- [Exercise objective]: Every record must be restated exactly as written.

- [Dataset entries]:
● ● ● ● ● ● ●

PR #396, opened 2023-10-04
feat: sload opcode

enitrat:
- Implements the `sload` opcode
- Tests for `sload`
- Introduces a `pop_sba` stack method to convert a u256 stack value to `StorageBaseAddress` upon retrieval
- Tests for `pop_sba`
- Implements journal methods allowing to retrieve, write, and finalize values
- Tests for journal methods
## Pull Request type

- [ ] Bugfix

● ● ● ● ● ● ●

- [Your solution]:
PR #396, opened 2023-10-04
feat: sload opcode

enitrat:
- Implements the `sload` opcode
- Tests for `sload`
- Introduces a `pop_sba` stack method to convert a u256 stack value to `StorageBaseAddress` upon retrieval
- Tests for `pop_sba`
- Implements journal methods allowing to retrieve, write, and finalize values
- Tests for journal methods
## Pull Request type

- [ ] Bugfix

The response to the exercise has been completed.